[Task details]: Please print the data again exactly as given.

[Records provided — start]

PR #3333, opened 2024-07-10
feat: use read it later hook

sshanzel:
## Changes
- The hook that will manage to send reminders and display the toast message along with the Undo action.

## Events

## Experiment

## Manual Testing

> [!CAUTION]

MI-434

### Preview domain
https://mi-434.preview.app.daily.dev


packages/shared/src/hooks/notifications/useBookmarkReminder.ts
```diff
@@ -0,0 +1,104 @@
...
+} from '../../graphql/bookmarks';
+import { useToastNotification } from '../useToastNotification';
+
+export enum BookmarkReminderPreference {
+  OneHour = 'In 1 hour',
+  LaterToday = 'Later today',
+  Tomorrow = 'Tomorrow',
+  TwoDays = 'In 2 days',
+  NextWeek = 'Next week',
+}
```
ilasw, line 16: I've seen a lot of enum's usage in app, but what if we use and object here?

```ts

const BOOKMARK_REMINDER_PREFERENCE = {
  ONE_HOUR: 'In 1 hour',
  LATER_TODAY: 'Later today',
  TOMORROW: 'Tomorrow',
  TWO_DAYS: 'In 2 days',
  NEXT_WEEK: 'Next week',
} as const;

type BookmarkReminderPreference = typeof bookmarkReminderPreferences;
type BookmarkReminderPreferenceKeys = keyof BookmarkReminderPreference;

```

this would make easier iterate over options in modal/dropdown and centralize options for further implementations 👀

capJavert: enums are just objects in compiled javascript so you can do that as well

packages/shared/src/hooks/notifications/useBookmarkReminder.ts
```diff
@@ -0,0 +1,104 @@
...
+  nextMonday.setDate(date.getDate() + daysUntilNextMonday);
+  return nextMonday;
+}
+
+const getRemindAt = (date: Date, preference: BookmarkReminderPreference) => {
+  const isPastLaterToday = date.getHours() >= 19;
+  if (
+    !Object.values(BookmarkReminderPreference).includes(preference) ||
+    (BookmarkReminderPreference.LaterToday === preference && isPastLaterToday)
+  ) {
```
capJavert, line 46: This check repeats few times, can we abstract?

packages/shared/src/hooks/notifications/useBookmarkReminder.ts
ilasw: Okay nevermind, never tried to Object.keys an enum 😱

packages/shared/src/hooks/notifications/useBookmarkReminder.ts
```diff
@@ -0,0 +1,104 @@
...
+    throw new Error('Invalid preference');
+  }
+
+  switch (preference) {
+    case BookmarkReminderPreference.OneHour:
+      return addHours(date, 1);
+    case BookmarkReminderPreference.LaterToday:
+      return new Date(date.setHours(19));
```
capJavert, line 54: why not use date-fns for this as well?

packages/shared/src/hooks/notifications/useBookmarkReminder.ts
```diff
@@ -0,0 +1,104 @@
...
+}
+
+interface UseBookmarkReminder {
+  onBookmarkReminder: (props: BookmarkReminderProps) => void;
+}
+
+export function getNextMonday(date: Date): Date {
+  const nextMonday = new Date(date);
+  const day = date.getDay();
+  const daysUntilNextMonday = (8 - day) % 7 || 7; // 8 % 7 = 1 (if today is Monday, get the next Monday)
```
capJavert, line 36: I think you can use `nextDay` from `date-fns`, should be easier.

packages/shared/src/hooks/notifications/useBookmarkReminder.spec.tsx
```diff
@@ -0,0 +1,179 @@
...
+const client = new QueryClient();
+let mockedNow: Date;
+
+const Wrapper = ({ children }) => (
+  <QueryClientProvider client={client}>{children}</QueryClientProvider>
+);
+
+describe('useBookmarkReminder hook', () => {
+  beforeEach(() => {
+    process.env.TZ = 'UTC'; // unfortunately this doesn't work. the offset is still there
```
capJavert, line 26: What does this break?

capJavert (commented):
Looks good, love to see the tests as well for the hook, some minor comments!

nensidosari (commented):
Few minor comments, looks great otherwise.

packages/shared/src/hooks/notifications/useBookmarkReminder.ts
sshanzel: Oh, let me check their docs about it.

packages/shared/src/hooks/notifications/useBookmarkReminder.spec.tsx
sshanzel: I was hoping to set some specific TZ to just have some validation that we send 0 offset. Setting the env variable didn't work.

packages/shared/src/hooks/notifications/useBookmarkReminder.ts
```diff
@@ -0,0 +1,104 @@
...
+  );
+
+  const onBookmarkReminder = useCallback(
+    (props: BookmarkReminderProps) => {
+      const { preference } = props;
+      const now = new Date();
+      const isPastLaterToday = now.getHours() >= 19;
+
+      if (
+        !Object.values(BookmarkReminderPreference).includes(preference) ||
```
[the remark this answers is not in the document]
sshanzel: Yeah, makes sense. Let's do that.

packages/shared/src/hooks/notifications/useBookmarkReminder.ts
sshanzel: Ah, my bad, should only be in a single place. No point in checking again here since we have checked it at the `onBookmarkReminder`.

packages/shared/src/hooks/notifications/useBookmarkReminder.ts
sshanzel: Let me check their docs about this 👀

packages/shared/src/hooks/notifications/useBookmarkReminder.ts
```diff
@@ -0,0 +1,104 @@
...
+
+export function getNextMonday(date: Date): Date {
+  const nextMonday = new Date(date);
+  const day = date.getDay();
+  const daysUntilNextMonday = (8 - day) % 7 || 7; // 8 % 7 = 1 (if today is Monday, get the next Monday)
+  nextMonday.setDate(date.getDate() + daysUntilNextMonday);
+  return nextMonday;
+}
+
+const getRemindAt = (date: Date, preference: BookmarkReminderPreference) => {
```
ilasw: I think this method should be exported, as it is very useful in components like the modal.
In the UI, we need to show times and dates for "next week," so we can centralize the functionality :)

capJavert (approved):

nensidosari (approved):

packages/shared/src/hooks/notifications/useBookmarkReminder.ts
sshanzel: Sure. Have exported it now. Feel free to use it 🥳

[Records provided — finish]

[Task result]:
PR #3333, opened 2024-07-10
feat: use read it later hook

sshanzel:
## Changes
- The hook that will manage to send reminders and display the toast message along with the Undo action.

## Events

## Experiment

## Manual Testing

> [!CAUTION]

MI-434

### Preview domain
https://mi-434.preview.app.daily.dev


packages/shared/src/hooks/notifications/useBookmarkReminder.ts
```diff
@@ -0,0 +1,104 @@
...
+} from '../../graphql/bookmarks';
+import { useToastNotification } from '../useToastNotification';
+
+export enum BookmarkReminderPreference {
+  OneHour = 'In 1 hour',
+  LaterToday = 'Later today',
+  Tomorrow = 'Tomorrow',
+  TwoDays = 'In 2 days',
+  NextWeek = 'Next week',
+}
```
ilasw, line 16: I've seen a lot of enum's usage in app, but what if we use and object here?

```ts

const BOOKMARK_REMINDER_PREFERENCE = {
  ONE_HOUR: 'In 1 hour',
  LATER_TODAY: 'Later today',
  TOMORROW: 'Tomorrow',
  TWO_DAYS: 'In 2 days',
  NEXT_WEEK: 'Next week',
} as const;

type BookmarkReminderPreference = typeof bookmarkReminderPreferences;
type BookmarkReminderPreferenceKeys = keyof BookmarkReminderPreference;

```

this would make easier iterate over options in modal/dropdown and centralize options for further implementations 👀

capJavert: enums are just objects in compiled javascript so you can do that as well

packages/shared/src/hooks/notifications/useBookmarkReminder.ts
```diff
@@ -0,0 +1,104 @@
...
+  nextMonday.setDate(date.getDate() + daysUntilNextMonday);
+  return nextMonday;
+}
+
+const getRemindAt = (date: Date, preference: BookmarkReminderPreference) => {
+  const isPastLaterToday = date.getHours() >= 19;
+  if (
+    !Object.values(BookmarkReminderPreference).includes(preference) ||
+    (BookmarkReminderPreference.LaterToday === preference && isPastLaterToday)
+  ) {
```
capJavert, line 46: This check repeats few times, can we abstract?

packages/shared/src/hooks/notifications/useBookmarkReminder.ts
ilasw: Okay nevermind, never tried to Object.keys an enum 😱

packages/shared/src/hooks/notifications/useBookmarkReminder.ts
```diff
@@ -0,0 +1,104 @@
...
+    throw new Error('Invalid preference');
+  }
+
+  switch (preference) {
+    case BookmarkReminderPreference.OneHour:
+      return addHours(date, 1);
+    case BookmarkReminderPreference.LaterToday:
+      return new Date(date.setHours(19));
```
capJavert, line 54: why not use date-fns for this as well?

packages/shared/src/hooks/notifications/useBookmarkReminder.ts
```diff
@@ -0,0 +1,104 @@
...
+}
+
+interface UseBookmarkReminder {
+  onBookmarkReminder: (props: BookmarkReminderProps) => void;
+}
+
+export function getNextMonday(date: Date): Date {
+  const nextMonday = new Date(date);
+  const day = date.getDay();
+  const daysUntilNextMonday = (8 - day) % 7 || 7; // 8 % 7 = 1 (if today is Monday, get the next Monday)
```
capJavert, line 36: I think you can use `nextDay` from `date-fns`, should be easier.

packages/shared/src/hooks/notifications/useBookmarkReminder.spec.tsx
```diff
@@ -0,0 +1,179 @@
...
+const client = new QueryClient();
+let mockedNow: Date;
+
+const Wrapper = ({ children }) => (
+  <QueryClientProvider client={client}>{children}</QueryClientProvider>
+);
+
+describe('useBookmarkReminder hook', () => {
+  beforeEach(() => {
+    process.env.TZ = 'UTC'; // unfortunately this doesn't work. the offset is still there
```
capJavert, line 26: What does this break?

capJavert (commented):
Looks good, love to see the tests as well for the hook, some minor comments!

nensidosari (commented):
Few minor comments, looks great otherwise.

packages/shared/src/hooks/notifications/useBookmarkReminder.ts
sshanzel: Oh, let me check their docs about it.

packages/shared/src/hooks/notifications/useBookmarkReminder.spec.tsx
sshanzel: I was hoping to set some specific TZ to just have some validation that we send 0 offset. Setting the env variable didn't work.

packages/shared/src/hooks/notifications/useBookmarkReminder.ts
```diff
@@ -0,0 +1,104 @@
...
+  );
+
+  const onBookmarkReminder = useCallback(
+    (props: BookmarkReminderProps) => {
+      const { preference } = props;
+      const now = new Date();
+      const isPastLaterToday = now.getHours() >= 19;
+
+      if (
+        !Object.values(BookmarkReminderPreference).includes(preference) ||
```
[the remark this answers is not in the document]
sshanzel: Yeah, makes sense. Let's do that.

packages/shared/src/hooks/notifications/useBookmarkReminder.ts
sshanzel: Ah, my bad, should only be in a single place. No point in checking again here since we have checked it at the `onBookmarkReminder`.

packages/shared/src/hooks/notifications/useBookmarkReminder.ts
sshanzel: Let me check their docs about this 👀

packages/shared/src/hooks/notifications/useBookmarkReminder.ts
```diff
@@ -0,0 +1,104 @@
...
+
+export function getNextMonday(date: Date): Date {
+  const nextMonday = new Date(date);
+  const day = date.getDay();
+  const daysUntilNextMonday = (8 - day) % 7 || 7; // 8 % 7 = 1 (if today is Monday, get the next Monday)
+  nextMonday.setDate(date.getDate() + daysUntilNextMonday);
+  return nextMonday;
+}
+
+const getRemindAt = (date: Date, preference: BookmarkReminderPreference) => {
```
ilasw: I think this method should be exported, as it is very useful in components like the modal.
In the UI, we need to show times and dates for "next week," so we can centralize the functionality :)

capJavert (approved):

nensidosari (approved):

packages/shared/src/hooks/notifications/useBookmarkReminder.ts
sshanzel: Sure. Have exported it now. Feel free to use it 🥳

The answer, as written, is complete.